### WORK INSTRUCTIONS
Filter the data for "suppressed" and copy matching lines.

--*--

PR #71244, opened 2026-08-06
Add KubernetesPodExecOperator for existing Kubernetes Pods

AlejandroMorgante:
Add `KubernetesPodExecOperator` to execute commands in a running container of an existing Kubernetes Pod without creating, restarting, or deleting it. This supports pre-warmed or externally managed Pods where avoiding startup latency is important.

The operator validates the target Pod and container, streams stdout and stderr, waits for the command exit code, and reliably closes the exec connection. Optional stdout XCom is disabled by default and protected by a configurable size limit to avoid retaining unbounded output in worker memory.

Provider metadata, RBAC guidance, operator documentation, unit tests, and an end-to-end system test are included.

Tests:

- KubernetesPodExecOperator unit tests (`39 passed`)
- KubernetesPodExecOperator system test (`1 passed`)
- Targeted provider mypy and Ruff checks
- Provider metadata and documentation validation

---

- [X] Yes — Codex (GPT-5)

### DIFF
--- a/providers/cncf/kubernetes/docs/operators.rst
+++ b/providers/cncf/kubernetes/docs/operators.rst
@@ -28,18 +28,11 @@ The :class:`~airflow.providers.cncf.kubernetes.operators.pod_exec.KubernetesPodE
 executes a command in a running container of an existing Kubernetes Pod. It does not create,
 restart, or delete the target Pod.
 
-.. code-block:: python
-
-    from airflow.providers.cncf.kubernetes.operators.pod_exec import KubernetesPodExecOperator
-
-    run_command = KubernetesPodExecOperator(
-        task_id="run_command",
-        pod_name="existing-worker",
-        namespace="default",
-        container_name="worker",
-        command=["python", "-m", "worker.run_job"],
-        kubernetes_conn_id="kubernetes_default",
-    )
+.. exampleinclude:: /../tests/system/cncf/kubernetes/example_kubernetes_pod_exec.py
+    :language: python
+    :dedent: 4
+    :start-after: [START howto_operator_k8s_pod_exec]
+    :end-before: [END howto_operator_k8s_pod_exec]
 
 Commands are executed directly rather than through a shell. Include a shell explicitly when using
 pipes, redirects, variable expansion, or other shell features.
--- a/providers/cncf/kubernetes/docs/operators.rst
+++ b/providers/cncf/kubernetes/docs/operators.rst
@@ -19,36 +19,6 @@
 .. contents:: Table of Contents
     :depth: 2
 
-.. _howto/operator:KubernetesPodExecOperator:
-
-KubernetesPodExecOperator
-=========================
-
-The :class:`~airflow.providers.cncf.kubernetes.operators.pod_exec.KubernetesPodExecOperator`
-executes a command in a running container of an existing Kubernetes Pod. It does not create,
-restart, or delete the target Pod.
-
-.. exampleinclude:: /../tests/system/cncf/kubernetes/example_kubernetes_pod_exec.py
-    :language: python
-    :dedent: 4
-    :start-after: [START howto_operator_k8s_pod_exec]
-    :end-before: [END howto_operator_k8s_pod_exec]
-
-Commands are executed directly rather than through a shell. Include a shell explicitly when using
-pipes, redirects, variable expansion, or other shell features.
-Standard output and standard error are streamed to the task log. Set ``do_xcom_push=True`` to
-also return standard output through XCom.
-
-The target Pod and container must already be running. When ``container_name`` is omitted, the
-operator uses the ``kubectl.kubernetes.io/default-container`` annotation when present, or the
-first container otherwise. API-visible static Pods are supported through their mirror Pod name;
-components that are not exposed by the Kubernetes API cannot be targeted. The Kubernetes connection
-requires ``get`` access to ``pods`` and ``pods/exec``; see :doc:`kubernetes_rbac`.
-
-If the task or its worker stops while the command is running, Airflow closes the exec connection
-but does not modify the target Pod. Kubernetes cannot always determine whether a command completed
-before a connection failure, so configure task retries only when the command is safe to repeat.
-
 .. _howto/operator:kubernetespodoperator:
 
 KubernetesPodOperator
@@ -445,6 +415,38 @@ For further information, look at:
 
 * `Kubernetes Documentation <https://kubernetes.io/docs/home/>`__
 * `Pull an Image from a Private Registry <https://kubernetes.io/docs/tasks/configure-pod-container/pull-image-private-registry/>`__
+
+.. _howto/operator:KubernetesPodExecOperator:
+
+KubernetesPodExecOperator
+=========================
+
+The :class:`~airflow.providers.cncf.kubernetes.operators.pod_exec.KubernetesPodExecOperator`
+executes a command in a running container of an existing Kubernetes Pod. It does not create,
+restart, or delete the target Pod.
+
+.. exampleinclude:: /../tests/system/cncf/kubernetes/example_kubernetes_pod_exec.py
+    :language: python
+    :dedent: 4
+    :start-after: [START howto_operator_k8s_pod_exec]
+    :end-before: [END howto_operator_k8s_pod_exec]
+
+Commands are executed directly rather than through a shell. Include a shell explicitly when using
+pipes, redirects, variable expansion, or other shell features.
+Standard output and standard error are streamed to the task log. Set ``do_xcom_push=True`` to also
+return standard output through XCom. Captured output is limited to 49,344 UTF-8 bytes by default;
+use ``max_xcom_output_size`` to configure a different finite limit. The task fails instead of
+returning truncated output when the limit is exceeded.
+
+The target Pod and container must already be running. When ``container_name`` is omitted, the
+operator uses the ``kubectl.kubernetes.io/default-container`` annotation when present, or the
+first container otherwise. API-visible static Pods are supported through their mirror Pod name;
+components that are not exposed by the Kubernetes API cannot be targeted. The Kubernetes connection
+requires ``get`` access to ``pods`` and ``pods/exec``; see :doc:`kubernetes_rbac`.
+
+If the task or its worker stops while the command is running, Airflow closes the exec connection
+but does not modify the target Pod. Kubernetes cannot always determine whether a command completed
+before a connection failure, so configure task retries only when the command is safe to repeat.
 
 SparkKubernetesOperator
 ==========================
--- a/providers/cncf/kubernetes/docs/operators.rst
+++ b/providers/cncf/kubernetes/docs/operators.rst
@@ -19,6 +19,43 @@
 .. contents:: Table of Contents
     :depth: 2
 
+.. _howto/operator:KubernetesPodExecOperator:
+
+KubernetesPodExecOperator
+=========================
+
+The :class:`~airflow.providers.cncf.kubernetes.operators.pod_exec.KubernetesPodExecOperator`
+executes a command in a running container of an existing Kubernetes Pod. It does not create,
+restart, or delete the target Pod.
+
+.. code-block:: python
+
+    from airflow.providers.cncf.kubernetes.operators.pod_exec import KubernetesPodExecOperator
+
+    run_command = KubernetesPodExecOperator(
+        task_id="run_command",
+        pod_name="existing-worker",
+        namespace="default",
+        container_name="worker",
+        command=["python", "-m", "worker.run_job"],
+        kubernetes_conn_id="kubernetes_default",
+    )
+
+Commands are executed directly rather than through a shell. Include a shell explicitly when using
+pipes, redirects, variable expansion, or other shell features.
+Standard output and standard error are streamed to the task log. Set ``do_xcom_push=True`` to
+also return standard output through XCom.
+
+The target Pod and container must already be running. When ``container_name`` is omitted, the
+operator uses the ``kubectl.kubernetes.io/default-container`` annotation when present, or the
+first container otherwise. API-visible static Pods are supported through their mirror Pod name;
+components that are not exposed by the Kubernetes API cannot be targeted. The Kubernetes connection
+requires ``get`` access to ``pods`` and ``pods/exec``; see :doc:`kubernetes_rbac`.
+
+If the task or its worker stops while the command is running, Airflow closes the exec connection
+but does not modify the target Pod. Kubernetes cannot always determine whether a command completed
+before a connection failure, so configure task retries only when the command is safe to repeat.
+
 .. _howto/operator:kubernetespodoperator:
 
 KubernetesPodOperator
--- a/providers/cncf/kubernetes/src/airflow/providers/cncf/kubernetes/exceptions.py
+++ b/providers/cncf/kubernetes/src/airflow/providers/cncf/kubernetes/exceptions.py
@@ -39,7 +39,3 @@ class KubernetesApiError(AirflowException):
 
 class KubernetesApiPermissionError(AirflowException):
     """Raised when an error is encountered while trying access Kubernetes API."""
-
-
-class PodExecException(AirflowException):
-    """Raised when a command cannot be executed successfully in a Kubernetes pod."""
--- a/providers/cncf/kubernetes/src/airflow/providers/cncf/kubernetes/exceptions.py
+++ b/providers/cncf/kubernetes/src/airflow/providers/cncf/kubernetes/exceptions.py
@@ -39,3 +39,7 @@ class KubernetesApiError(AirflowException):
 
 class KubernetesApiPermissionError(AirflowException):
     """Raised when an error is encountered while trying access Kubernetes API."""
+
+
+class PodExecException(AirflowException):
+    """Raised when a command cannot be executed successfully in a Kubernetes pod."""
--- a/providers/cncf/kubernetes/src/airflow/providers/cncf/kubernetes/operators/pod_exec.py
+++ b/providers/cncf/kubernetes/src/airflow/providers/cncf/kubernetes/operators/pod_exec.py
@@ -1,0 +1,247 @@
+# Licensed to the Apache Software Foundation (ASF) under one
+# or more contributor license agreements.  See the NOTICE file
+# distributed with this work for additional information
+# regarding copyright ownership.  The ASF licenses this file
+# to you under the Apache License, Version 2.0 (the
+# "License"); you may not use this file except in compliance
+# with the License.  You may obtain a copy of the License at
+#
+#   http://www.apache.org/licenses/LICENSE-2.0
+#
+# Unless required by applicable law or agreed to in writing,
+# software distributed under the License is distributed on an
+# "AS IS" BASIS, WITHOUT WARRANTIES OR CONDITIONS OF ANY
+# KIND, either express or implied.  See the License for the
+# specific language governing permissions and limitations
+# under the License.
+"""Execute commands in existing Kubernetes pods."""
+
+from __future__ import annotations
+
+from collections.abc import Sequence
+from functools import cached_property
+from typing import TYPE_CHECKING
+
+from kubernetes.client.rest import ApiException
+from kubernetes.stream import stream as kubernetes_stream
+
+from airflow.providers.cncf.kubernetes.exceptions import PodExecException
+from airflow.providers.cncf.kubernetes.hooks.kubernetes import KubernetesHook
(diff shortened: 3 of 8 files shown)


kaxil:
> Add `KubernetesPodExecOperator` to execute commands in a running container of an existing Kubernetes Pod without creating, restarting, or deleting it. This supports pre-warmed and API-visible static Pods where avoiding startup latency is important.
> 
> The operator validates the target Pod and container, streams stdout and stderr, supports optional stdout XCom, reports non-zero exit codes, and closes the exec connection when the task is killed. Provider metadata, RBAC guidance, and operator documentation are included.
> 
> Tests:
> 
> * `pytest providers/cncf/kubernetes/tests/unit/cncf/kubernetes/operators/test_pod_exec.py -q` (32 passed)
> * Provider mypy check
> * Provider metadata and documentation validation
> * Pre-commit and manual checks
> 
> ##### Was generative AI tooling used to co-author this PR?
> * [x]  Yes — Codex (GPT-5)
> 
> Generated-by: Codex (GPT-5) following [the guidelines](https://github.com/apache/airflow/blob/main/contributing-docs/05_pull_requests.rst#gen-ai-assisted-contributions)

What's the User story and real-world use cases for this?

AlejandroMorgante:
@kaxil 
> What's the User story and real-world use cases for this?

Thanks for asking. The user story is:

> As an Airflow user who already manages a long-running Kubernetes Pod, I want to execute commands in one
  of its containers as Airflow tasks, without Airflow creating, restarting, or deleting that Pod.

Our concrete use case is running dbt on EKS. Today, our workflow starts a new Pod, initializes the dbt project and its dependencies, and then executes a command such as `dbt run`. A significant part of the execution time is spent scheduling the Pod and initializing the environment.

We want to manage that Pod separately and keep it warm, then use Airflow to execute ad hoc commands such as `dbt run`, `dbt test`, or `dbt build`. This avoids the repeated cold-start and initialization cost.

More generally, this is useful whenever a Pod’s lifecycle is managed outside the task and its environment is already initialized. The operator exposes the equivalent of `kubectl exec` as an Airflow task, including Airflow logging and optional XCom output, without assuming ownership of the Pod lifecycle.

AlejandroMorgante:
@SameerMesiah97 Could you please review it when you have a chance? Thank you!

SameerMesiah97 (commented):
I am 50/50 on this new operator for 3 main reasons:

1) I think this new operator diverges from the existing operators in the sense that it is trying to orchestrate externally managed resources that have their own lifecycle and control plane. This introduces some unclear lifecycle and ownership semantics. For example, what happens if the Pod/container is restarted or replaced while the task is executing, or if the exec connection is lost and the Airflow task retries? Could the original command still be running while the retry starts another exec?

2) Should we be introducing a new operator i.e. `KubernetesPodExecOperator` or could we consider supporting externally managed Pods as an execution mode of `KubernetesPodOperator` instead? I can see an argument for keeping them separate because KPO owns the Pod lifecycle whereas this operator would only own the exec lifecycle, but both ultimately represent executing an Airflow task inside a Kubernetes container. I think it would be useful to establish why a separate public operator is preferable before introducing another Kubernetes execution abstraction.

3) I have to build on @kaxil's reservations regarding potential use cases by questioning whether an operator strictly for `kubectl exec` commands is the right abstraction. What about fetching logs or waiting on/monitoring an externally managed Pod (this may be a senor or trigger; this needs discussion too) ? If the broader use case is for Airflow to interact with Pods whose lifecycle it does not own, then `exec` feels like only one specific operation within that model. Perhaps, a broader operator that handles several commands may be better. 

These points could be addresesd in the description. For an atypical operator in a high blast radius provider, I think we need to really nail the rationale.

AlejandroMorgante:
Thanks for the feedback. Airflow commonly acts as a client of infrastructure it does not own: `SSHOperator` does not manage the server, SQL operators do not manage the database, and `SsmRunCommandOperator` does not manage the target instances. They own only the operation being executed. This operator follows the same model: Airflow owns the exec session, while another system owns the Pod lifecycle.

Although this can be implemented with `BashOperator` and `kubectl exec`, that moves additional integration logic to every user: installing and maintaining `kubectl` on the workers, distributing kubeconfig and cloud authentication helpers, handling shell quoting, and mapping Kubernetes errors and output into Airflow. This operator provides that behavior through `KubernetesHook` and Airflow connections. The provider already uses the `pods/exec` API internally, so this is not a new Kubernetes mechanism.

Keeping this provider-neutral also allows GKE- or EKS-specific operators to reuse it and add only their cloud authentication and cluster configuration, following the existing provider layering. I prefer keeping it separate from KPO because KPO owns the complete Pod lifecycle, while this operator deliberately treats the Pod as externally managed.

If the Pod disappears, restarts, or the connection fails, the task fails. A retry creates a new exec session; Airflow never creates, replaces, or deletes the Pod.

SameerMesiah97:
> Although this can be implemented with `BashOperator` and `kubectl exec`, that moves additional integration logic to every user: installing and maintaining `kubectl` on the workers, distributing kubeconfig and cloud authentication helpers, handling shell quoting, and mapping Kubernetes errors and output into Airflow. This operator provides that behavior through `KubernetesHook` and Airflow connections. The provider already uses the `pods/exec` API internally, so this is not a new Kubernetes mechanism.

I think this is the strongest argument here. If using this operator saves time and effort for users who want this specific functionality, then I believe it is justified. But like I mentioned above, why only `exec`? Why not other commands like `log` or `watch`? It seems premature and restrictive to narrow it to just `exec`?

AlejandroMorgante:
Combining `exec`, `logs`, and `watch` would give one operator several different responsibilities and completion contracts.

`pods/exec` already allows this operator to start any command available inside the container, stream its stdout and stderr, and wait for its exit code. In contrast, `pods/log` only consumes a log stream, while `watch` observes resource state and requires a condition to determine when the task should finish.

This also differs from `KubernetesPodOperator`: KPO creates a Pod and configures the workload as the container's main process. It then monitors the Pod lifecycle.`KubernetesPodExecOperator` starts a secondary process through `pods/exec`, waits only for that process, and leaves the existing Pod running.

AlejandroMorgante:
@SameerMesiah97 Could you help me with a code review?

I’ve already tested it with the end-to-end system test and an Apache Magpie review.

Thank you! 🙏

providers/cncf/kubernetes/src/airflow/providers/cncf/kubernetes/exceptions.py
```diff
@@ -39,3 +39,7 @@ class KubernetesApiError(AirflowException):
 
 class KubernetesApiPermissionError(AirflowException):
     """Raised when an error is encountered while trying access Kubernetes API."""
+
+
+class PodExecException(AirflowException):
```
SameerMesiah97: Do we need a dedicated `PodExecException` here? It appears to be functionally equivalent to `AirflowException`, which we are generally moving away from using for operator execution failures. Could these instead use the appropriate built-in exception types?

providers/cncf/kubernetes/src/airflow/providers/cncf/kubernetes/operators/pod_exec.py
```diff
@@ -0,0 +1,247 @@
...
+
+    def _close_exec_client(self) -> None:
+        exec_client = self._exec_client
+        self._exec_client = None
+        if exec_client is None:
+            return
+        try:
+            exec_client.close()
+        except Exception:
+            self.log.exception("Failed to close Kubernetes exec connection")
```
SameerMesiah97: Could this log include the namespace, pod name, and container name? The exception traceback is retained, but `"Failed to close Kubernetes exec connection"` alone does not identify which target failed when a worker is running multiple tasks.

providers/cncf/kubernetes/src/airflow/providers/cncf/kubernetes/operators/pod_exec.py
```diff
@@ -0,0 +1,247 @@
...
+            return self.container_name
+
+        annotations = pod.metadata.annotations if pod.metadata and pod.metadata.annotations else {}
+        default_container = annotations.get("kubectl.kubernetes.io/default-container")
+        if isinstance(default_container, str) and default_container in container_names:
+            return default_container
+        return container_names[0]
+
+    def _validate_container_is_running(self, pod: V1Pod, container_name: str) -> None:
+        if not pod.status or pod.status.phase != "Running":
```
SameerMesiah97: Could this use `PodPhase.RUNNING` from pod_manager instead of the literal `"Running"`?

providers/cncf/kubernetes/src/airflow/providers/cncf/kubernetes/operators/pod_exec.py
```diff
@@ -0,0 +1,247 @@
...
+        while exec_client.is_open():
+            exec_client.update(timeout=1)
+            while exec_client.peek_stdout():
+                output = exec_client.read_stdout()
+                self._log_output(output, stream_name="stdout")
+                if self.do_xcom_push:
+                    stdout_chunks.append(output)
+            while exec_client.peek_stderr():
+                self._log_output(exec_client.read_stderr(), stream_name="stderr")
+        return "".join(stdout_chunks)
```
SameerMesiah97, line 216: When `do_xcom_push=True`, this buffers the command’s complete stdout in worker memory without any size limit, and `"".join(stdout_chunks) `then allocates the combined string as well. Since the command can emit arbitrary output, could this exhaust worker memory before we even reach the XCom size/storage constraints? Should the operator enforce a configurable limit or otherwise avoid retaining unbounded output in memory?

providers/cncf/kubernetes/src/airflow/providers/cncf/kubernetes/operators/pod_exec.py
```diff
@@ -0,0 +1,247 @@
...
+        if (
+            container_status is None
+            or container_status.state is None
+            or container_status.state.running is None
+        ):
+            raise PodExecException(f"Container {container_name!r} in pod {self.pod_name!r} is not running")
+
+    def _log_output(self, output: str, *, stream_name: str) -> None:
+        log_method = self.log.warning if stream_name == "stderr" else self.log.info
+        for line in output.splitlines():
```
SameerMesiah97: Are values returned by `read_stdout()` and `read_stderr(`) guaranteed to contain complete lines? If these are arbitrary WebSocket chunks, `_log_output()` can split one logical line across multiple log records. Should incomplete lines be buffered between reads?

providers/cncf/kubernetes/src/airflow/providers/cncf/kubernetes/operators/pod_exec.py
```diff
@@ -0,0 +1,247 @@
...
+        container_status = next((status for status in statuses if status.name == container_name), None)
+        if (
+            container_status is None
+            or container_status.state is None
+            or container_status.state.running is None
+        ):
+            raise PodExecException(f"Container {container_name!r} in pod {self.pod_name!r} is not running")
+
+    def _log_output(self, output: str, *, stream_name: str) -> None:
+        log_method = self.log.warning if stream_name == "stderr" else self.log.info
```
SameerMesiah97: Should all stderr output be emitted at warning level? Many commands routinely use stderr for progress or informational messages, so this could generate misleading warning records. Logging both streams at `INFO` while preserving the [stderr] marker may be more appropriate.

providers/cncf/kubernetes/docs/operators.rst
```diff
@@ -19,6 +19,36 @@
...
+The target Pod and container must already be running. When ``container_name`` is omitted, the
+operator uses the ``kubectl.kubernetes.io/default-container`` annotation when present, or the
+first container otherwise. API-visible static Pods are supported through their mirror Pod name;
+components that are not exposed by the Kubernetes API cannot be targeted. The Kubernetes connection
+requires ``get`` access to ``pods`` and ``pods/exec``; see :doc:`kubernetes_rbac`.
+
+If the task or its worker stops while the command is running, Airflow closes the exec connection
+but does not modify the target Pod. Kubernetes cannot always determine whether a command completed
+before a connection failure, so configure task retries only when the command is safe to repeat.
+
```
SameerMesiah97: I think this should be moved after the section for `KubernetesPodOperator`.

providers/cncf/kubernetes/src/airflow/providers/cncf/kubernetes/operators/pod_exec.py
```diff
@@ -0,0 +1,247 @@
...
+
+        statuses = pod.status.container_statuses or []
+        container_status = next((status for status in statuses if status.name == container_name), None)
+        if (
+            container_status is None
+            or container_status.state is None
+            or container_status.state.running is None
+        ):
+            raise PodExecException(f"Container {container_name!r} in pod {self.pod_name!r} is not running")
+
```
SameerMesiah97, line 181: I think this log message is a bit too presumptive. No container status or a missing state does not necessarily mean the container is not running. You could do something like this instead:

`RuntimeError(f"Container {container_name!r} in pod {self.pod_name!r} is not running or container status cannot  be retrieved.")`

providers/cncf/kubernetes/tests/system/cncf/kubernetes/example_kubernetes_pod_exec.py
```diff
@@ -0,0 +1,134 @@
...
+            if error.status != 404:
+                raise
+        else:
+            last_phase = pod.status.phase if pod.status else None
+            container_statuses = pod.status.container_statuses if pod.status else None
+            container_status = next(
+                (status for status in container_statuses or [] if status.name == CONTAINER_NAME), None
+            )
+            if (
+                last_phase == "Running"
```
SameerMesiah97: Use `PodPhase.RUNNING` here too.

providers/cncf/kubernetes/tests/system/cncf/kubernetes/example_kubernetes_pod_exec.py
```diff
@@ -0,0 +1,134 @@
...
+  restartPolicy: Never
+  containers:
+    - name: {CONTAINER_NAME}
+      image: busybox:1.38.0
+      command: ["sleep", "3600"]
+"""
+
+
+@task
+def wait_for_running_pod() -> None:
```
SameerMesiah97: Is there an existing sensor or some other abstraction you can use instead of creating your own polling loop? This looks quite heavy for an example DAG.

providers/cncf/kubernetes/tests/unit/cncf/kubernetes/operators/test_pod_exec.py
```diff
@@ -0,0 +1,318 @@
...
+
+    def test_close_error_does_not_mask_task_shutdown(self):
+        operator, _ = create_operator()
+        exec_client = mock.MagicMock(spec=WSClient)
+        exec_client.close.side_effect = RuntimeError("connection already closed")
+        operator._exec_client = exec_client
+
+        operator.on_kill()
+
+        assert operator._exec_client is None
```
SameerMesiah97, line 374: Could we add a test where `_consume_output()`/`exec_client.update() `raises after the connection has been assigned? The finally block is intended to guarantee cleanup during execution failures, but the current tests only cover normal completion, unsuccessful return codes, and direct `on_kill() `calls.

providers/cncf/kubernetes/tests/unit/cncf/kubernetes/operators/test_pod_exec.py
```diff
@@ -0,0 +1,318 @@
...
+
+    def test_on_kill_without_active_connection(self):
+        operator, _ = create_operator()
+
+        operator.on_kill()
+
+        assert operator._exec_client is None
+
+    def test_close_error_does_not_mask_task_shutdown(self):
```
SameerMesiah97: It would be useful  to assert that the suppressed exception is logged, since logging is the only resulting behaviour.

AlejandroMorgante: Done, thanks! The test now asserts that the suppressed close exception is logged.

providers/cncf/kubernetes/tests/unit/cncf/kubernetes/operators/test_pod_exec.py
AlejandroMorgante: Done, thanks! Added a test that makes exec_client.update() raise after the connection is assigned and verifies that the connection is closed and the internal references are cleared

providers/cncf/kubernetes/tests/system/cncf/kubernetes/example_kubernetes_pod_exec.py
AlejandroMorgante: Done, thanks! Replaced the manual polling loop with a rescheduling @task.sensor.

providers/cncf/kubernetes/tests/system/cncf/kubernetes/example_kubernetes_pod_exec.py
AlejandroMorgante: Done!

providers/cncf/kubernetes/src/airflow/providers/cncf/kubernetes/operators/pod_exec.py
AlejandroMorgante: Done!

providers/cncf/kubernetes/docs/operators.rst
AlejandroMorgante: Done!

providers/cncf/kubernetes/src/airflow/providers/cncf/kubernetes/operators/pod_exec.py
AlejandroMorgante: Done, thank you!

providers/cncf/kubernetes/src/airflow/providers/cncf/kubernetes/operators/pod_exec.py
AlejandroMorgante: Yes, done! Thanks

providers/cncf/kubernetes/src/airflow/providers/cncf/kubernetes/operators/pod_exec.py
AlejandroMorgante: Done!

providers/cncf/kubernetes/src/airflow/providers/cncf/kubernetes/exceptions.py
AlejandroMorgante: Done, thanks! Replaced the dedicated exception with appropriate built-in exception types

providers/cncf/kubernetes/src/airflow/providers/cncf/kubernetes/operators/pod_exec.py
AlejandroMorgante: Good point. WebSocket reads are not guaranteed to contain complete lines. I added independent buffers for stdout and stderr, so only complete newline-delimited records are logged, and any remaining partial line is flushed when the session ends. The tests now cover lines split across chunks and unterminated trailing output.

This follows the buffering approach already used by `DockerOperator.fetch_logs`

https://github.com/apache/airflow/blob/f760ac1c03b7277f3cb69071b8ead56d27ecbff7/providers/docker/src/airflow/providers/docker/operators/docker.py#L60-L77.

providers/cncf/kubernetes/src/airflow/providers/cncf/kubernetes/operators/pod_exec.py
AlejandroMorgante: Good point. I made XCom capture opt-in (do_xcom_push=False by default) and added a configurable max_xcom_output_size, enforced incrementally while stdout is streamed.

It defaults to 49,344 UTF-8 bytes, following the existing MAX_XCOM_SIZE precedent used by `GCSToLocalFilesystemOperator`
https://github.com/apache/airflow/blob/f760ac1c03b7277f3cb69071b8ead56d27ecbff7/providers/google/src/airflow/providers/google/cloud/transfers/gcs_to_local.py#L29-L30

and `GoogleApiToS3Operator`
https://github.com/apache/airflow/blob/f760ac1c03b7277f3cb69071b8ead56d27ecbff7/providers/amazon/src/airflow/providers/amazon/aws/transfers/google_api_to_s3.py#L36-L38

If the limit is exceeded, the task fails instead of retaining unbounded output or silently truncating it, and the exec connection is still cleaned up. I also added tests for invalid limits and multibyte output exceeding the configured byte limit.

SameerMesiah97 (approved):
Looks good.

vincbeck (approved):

--*--

### WRITTEN SOLUTION
SameerMesiah97: It would be useful  to assert that the suppressed exception is logged, since logging is the only resulting behaviour.
AlejandroMorgante: Done, thanks! The test now asserts that the suppressed close exception is logged.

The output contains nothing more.